**Exercise brief:** Copy word for word the lines from the start of the records through the line that contains "never replacing it.", both included.

**Data under study:**
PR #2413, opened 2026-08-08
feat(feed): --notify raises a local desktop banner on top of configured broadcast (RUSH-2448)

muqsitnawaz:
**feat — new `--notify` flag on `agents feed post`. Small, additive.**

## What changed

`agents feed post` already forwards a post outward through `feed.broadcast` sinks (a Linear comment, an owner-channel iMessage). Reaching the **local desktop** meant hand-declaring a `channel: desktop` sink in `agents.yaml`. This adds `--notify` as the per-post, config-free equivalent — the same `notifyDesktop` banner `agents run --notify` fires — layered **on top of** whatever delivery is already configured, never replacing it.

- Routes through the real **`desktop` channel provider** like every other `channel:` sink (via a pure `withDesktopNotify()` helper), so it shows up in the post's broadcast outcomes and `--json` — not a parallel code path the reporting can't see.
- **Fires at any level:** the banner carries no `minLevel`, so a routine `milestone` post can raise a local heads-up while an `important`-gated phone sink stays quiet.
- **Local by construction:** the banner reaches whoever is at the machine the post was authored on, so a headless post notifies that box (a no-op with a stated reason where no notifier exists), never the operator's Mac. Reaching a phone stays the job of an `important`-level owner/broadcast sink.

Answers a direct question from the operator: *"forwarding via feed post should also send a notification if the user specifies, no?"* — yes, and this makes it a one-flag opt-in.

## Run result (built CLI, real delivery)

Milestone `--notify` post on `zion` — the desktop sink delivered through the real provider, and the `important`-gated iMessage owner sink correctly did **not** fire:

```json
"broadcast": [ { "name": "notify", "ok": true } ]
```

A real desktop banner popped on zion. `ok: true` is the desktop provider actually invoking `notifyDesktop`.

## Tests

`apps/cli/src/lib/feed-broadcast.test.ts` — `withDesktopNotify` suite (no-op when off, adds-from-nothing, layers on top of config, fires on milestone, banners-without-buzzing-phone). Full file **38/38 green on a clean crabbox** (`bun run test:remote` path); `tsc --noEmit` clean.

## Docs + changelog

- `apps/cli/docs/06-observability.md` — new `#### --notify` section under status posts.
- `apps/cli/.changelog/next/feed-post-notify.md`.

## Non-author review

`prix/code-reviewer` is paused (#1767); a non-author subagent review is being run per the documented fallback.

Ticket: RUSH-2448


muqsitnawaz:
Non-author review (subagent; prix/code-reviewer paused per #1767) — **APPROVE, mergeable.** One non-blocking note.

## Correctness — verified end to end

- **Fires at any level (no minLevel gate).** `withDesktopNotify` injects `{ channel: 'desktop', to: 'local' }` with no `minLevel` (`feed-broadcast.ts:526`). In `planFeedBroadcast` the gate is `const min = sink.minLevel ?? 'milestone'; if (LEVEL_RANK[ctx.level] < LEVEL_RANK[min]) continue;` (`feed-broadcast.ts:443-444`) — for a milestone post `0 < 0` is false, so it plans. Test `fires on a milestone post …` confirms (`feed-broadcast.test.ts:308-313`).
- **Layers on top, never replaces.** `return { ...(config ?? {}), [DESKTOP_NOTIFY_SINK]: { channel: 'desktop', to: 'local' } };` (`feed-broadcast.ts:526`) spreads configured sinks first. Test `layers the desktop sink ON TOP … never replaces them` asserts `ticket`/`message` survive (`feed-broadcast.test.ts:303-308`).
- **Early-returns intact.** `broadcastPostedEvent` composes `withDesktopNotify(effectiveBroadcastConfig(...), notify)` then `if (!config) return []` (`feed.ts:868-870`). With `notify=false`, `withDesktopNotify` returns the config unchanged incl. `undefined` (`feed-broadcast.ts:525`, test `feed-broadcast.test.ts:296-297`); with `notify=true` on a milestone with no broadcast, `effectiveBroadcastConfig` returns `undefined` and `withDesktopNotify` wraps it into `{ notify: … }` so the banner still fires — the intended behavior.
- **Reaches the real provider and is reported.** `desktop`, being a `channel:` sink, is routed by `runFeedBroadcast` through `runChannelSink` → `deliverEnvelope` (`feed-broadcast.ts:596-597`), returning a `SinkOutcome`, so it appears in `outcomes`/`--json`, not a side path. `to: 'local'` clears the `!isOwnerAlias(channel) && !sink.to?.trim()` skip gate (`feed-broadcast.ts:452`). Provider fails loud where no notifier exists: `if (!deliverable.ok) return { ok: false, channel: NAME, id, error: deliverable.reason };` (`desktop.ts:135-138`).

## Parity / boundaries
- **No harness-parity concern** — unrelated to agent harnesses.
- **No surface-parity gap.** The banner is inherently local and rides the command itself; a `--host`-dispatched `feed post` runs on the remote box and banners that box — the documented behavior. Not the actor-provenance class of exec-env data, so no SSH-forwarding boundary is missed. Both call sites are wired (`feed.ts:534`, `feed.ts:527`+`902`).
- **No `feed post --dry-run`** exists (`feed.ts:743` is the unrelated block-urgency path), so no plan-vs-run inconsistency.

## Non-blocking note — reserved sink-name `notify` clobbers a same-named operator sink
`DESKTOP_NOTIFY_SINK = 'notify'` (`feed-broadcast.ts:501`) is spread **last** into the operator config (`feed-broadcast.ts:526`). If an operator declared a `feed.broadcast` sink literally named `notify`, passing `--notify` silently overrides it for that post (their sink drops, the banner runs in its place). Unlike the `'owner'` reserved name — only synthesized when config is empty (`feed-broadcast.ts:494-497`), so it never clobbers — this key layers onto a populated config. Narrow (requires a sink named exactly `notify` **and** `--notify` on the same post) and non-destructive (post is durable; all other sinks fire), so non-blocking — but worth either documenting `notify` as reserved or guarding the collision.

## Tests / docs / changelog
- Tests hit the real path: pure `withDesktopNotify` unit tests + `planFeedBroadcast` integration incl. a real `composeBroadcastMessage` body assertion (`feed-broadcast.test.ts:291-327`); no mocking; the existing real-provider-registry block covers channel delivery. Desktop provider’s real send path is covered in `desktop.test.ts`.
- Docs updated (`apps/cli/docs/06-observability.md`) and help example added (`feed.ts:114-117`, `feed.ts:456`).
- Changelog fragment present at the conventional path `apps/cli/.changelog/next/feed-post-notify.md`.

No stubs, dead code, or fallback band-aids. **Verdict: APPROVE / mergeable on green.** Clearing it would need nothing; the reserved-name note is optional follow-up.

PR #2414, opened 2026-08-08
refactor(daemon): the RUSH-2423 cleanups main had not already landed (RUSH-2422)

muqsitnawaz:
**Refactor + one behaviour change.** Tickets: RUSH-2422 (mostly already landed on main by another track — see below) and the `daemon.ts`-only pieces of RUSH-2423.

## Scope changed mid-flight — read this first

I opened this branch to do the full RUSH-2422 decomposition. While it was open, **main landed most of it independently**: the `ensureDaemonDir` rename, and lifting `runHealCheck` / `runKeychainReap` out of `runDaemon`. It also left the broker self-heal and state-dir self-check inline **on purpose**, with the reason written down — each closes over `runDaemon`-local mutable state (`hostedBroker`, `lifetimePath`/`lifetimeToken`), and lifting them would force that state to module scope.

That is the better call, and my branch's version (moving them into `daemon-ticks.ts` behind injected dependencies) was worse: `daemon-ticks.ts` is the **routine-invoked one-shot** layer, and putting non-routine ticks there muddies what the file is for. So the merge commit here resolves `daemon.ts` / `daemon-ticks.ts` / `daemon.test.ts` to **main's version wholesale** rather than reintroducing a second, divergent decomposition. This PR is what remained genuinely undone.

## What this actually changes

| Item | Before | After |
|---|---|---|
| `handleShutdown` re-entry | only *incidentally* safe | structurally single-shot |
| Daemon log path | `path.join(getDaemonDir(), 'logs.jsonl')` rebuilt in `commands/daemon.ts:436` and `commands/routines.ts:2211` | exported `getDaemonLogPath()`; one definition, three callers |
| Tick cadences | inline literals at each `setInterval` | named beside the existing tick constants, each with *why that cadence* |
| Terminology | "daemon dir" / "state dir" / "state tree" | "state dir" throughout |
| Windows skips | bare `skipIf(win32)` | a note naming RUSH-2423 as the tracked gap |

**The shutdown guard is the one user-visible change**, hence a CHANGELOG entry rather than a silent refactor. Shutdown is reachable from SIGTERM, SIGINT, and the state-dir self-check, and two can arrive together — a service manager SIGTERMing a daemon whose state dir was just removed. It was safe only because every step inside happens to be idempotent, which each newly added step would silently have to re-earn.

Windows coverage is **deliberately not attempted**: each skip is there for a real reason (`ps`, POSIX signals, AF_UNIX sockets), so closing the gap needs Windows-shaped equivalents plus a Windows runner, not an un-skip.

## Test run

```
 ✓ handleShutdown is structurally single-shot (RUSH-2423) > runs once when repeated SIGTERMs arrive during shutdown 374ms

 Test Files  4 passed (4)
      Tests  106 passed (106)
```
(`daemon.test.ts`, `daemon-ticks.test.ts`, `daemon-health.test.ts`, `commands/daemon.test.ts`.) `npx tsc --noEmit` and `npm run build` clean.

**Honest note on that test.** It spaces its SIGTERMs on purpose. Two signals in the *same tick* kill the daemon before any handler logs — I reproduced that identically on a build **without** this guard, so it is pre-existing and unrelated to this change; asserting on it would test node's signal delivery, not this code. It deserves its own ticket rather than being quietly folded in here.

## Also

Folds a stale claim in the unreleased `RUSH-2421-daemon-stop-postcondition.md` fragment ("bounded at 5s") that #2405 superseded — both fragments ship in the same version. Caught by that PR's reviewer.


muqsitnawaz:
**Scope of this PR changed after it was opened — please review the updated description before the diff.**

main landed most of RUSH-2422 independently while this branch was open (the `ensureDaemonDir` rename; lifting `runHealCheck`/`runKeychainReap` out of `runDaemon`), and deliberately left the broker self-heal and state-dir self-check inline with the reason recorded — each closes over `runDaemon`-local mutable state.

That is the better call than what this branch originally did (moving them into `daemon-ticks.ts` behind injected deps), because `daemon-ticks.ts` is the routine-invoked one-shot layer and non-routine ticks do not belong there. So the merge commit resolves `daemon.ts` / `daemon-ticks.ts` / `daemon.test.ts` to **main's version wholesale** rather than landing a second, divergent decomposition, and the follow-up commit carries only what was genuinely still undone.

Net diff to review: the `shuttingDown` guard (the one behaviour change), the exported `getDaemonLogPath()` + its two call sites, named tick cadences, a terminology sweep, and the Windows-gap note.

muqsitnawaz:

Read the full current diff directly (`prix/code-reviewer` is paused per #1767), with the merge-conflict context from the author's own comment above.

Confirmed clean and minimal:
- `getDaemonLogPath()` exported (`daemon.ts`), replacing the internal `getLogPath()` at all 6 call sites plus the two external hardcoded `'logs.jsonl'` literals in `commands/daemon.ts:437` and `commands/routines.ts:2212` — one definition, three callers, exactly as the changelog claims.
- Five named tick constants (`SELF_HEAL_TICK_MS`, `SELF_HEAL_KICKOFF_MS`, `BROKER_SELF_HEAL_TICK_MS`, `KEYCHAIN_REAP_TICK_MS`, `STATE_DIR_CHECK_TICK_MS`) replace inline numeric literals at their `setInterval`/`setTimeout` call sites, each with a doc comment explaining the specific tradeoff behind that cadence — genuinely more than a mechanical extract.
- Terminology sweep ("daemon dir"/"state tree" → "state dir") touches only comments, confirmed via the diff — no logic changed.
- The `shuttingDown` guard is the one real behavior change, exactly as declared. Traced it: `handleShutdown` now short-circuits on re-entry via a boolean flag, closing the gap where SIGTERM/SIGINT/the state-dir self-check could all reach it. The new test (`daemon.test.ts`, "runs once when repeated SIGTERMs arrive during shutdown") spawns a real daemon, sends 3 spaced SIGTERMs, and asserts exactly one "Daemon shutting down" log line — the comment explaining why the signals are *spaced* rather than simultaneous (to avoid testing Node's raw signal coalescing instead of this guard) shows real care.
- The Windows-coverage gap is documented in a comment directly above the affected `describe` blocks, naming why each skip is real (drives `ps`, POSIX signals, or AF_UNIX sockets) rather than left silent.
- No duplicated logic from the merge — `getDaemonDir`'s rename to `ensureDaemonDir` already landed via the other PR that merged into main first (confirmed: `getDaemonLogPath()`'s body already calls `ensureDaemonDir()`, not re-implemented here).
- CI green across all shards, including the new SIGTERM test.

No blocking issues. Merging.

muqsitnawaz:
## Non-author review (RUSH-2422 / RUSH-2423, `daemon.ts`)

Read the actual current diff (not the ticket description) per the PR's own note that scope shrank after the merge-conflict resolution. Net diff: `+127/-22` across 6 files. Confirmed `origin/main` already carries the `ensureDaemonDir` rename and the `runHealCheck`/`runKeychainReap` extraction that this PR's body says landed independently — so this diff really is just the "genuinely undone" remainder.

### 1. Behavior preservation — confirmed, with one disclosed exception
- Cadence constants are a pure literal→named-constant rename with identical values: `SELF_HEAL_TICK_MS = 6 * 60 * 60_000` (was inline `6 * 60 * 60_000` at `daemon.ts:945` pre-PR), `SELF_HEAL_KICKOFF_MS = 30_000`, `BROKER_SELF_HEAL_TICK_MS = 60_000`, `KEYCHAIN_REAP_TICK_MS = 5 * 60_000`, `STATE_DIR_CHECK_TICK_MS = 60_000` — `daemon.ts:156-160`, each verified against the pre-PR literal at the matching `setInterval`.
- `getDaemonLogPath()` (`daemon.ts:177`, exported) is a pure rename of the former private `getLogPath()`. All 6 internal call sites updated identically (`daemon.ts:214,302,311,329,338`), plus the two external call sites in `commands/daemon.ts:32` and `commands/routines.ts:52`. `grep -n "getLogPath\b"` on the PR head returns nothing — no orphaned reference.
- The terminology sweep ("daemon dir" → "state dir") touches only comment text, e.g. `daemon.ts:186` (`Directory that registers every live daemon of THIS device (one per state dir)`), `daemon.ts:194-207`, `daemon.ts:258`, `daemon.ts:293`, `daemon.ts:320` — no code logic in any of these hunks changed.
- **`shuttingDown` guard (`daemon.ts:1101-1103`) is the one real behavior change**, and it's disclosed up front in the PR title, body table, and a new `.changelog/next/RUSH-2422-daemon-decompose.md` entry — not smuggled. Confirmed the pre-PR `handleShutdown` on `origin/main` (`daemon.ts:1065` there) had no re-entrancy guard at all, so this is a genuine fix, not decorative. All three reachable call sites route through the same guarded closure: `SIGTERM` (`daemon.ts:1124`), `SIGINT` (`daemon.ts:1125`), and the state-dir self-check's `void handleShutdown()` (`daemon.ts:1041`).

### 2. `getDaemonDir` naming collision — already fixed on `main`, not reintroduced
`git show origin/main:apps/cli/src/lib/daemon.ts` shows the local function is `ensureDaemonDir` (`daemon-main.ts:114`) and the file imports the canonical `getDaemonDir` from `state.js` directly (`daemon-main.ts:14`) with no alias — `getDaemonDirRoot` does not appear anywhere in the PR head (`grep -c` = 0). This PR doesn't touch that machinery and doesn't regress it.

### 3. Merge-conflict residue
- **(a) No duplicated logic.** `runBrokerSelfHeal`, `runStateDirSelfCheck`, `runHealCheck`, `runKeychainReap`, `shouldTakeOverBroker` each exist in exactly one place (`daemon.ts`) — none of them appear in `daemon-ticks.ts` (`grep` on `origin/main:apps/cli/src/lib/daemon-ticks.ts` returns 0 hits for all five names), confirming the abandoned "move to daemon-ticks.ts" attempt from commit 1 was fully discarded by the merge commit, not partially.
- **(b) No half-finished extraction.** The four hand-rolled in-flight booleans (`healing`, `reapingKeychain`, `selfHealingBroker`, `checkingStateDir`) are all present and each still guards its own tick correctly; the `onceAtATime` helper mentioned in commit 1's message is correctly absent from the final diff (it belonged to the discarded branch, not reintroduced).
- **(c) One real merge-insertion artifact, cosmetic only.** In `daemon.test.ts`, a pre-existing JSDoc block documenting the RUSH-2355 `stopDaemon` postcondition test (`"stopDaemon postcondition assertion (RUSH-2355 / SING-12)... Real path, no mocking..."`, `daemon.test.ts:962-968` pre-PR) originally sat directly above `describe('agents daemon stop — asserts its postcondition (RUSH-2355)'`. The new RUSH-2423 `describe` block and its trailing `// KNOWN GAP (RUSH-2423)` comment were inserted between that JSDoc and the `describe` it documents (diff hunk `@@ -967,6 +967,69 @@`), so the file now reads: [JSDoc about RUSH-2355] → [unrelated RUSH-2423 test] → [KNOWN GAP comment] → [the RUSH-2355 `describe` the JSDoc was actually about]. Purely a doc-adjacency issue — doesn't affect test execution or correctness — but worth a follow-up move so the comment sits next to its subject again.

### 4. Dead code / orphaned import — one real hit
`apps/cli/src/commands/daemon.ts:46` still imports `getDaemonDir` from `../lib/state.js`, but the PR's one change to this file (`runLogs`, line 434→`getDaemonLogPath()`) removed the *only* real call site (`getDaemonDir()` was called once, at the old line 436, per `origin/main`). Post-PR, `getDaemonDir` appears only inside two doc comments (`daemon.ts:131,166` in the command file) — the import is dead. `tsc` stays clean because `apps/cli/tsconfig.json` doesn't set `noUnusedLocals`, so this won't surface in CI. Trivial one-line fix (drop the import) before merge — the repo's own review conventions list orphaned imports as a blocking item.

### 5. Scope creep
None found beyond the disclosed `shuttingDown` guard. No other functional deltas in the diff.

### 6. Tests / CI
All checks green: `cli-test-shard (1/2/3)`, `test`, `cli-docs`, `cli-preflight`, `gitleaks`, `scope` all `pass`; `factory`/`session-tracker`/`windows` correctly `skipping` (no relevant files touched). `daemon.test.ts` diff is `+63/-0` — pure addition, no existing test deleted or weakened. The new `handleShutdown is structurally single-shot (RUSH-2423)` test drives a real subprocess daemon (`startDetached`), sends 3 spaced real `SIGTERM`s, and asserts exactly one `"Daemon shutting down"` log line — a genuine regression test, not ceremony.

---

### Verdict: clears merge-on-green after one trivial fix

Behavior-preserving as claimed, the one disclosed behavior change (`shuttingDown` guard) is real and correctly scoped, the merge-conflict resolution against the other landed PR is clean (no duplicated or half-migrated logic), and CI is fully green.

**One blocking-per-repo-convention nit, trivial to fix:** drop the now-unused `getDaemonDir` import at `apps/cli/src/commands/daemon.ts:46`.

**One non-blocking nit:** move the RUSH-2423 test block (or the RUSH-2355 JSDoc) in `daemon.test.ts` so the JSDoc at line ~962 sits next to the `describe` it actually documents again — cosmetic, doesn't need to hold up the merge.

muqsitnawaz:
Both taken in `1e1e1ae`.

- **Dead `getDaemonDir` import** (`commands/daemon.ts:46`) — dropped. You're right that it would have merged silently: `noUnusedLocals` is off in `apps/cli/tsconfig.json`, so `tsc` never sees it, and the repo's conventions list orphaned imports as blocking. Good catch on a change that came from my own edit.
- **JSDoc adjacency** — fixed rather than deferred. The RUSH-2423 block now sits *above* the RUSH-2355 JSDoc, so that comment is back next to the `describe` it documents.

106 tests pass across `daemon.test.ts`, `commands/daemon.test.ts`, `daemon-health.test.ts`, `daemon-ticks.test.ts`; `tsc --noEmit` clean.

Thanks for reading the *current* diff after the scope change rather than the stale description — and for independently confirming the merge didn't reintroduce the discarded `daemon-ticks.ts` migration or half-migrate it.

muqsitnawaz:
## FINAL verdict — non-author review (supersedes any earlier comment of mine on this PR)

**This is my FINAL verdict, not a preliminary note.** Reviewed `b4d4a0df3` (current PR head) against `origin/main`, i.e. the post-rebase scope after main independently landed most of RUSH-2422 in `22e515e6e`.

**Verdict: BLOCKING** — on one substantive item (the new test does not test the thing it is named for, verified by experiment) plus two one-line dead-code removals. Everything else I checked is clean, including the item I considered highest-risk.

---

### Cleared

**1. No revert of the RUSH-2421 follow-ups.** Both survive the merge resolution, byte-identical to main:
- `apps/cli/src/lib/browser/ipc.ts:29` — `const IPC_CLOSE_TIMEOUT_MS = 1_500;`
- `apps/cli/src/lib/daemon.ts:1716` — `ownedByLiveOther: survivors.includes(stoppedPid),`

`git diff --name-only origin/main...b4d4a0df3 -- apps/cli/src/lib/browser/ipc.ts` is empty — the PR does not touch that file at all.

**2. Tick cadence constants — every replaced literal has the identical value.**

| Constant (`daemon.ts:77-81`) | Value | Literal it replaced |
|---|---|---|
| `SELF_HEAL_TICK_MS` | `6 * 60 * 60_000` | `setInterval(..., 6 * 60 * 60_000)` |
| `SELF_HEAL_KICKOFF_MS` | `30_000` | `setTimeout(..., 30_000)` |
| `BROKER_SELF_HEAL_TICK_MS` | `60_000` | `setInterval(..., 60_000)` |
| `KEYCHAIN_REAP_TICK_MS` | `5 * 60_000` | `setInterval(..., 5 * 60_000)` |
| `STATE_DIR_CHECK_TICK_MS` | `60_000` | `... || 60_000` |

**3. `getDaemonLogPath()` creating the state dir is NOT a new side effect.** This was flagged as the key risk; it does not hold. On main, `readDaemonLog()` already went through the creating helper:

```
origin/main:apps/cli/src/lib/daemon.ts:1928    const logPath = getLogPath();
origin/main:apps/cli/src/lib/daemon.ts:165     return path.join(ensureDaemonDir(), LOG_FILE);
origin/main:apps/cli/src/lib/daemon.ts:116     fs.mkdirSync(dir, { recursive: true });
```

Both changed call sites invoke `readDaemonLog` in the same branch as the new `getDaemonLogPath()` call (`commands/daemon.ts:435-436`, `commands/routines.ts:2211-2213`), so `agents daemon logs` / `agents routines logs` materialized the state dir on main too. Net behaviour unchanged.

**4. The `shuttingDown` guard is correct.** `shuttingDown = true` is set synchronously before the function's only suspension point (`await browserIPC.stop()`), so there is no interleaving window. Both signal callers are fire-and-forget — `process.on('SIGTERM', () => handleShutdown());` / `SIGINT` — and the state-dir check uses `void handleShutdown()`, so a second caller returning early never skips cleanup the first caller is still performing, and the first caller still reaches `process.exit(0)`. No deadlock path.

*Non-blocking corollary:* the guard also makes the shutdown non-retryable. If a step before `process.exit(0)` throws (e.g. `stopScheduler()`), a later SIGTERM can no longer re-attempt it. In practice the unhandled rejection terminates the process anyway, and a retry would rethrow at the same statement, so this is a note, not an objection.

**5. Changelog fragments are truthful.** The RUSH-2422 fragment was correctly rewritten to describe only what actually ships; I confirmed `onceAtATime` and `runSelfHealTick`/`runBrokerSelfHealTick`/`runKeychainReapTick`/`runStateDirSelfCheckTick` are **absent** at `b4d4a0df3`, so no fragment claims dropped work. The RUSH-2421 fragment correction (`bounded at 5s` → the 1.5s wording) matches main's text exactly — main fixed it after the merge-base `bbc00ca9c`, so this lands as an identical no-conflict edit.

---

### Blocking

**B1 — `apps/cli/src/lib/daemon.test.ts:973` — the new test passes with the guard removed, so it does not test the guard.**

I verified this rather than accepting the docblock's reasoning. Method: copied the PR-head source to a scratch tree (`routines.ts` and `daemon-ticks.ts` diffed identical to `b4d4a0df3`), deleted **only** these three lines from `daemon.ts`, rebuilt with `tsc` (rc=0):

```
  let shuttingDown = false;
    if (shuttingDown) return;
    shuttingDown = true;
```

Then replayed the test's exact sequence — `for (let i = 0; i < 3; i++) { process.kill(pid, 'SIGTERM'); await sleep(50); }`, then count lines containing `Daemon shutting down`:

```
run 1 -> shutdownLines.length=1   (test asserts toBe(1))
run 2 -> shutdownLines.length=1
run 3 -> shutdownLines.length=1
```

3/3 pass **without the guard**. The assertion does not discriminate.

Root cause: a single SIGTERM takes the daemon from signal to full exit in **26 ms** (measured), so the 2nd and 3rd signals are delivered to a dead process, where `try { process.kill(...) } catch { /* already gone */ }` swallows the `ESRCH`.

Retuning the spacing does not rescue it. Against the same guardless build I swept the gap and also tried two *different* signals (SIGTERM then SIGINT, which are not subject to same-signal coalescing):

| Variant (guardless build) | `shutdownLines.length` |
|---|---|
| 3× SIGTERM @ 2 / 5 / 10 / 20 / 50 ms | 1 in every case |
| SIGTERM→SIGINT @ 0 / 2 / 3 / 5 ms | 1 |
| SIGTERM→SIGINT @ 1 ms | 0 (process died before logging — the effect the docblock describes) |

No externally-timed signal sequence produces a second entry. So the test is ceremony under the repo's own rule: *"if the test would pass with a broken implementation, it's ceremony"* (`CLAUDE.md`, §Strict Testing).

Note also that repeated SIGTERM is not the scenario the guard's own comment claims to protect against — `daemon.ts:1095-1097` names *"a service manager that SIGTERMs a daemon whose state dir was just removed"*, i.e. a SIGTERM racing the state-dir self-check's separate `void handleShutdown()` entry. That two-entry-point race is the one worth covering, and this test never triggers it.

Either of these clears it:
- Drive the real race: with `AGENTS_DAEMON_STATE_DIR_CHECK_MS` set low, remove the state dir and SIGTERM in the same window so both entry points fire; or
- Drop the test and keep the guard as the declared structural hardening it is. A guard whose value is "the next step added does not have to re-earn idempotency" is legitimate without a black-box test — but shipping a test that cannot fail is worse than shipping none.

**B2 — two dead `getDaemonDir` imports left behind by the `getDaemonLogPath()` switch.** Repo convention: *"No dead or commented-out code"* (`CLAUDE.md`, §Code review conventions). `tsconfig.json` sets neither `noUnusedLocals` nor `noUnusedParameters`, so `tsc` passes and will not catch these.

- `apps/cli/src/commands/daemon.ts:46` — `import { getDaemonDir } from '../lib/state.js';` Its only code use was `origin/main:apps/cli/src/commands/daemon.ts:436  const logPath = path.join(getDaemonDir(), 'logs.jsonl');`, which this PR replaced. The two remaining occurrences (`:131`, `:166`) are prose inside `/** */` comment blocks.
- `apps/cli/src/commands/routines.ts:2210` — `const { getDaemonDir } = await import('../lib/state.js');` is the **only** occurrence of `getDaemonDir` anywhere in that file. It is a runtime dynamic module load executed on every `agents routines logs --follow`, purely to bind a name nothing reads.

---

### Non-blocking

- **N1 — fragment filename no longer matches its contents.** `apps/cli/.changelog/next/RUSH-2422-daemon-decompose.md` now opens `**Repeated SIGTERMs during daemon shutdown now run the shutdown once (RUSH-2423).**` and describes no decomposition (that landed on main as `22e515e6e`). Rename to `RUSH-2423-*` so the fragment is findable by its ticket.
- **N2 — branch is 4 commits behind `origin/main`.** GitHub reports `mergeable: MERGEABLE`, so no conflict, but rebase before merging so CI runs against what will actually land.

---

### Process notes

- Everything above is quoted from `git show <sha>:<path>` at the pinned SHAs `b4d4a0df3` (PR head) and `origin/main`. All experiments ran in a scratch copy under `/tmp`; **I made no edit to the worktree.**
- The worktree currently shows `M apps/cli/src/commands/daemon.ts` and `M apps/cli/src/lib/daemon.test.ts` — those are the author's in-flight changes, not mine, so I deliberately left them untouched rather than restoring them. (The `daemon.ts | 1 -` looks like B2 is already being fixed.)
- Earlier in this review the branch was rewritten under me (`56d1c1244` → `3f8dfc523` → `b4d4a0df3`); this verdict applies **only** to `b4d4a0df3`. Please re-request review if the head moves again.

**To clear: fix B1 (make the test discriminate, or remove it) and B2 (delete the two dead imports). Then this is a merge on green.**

**Output for this task:**
PR #2413, opened 2026-08-08
feat(feed): --notify raises a local desktop banner on top of configured broadcast (RUSH-2448)

muqsitnawaz:
**feat — new `--notify` flag on `agents feed post`. Small, additive.**

## What changed

`agents feed post` already forwards a post outward through `feed.broadcast` sinks (a Linear comment, an owner-channel iMessage). Reaching the **local desktop** meant hand-declaring a `channel: desktop` sink in `agents.yaml`. This adds `--notify` as the per-post, config-free equivalent — the same `notifyDesktop` banner `agents run --notify` fires — layered **on top of** whatever delivery is already configured, never replacing it.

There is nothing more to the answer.